Your objective
Your job is to set down the listing again exactly as it stands.

Dataset records
______________________________

PR #1417, opened 2021-12-08
Note that we must use version `6` of vdiff locally to work.

devpow112:
Version `7` is a mess and won't work for us right now.


devpow112:
We also can't update to the latest version of vdiff in CI as it will exhibit the same issues.

MitchelPaulin (approved):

______________________________

The answer
PR #1417, opened 2021-12-08
Note that we must use version `6` of vdiff locally to work.

devpow112:
Version `7` is a mess and won't work for us right now.


devpow112:
We also can't update to the latest version of vdiff in CI as it will exhibit the same issues.

MitchelPaulin (approved):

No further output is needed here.